Datasets for Depression Modeling in Social Media: An Overview
Ana-Maria Bucur, Andreea-Codrina Moldovan, Krutika Parvatikar, Marcos Zampieri, Ashiqur R. KhudaBukhsh, Liviu P. Dinu
TL;DR
The paper addresses the challenge of locating and maintaining accessible depression-related datasets derived from social media amid shifting platform policies. It performs a systematic literature review (2019–2024) and compiles 59 data collections, complementing 310 identified papers, to provide a current, up-to-date dataset resource. It reveals that LT-EDI/DepSign, eRisk, and CLPsych datasets dominate benchmarks and discusses annotation strategies, data availability, and reliability concerns. The work offers a continuously updated resource to support interdisciplinary research, while outlining limitations, ethical considerations, and directions for future work, including non-English data expansion and multi-task learning approaches.
Abstract
Depression is the most common mental health disorder, and its prevalence increased during the COVID-19 pandemic.
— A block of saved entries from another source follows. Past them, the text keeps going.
PR #389, opened 2020-09-24
update dashboard headers

dahfool:


lewis-coulson-dit (approved):

stevejalim (approved):
Looks legit - can't confirm whether it's the expected UI result though

bobmeredith (commented):
Change log?

PR #396, opened 2020-09-25
Update position of the sidebar and textarea padding fixes

dahfool:


core/sass/exportplan/_builder.scss
```diff
@@ -12,7 +12,7 @@
     background-color: $white;
     box-shadow: 0 2px 10px 0 rgba(0,0,0,0.1);
     position: absolute;
-    top: 120px;
+    top: 137px;
```
bobmeredith, line 15: This seems a tad literal.
Is it to adjust for the height of the header?
If so, I think the sidebar is inside the section below the header. If so, give the section a 'position:relative' and then the top would be 0.

bobmeredith: Needs more work, but merge for now

bobmeredith (approved):
Cool

PR #401, opened 2020-09-28
GP2-627 - Fix button styling issues across all pages

lewis-coulson-dit:


react-components/src/components/ProductFinder/CountryFinder.jsx
```diff
@@ -31,7 +31,6 @@ export function CountryFinder(props) {
   const [searchStr, setSearchStr] = React.useState()
```
dahfool, line 31: `useState` is imported at line 1, you can use useState() rather than React.useState()

react-components/src/components/ProductFinder/CountryFinder.jsx
```diff
@@ -65,8 +64,8 @@ export function CountryFinder(props) {
       // map regions
       let regions = {}
       for (const [index, country] of result.entries()) {
-        let region = country.region;
-        (regions[region] = regions[region] || []).push(country)
+        let region = country.region
```
dahfool, line 67: Semi-colon might need to be moved back to line 67.

bobmeredith (approved):
Looks good

react-components/src/components/ProductFinder/CountryFinder.jsx
bobmeredith: I think it's OK. I'm guessing was removed by a prettifier.

react-components/src/components/ProductFinder/CountryFinder.jsx
bobmeredith: True, but not really much of an issue I would have thought.

bobmeredith: Actually, good spot but can we merge this as-is and I'll update on next mod to this component.

PR #405, opened 2020-09-28
add second learn linking component to about your business page

dahfool:


bobmeredith (approved):
Looks OK. I guess a changelog entry not needed

PR #416, opened 2020-09-30
GP2-602 Logout and header across all pages

bobmeredith:
- [x] Ticket exists in Jira  https://uktrade.atlassian.net/browse/GP2-602


bobmeredith:
Logged in 
image

Menu
image

Logged out
image

Logged out menu
image

bobmeredith:
Testing - the new style header should appear on all pages apart from the homepage and login/signup pages.
It should be present when signed-in or out - but the personalization bar should only appear when signed in.
The top-right menu differs between logged-in and logged out state. 
If the user logs out when on the dashboard page, they will be returned to the login page (as the dashboard is only available when logged in), otherwise, they will stay on the same page.

lewis-coulson-dit (approved):
FE LGTM!

react-components/src/components/ModalMenu.jsx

As one of the most extensively researched psychological conditions, recent research has increasingly focused on leveraging social media data to enhance traditional methods of depression screening. This paper addresses the growing interest in interdisciplinary research on depression, and aims to support early-career researchers by providing a comprehensive and up-to-date list of datasets for analyzing and predicting depression through social media data. We present an overview of datasets published between 2019 and 2024. We also make the comprehensive list of datasets available online as a continuously updated resource, with the hope that it will facilitate further interdisciplinary research into the linguistic expressions of depression on social media.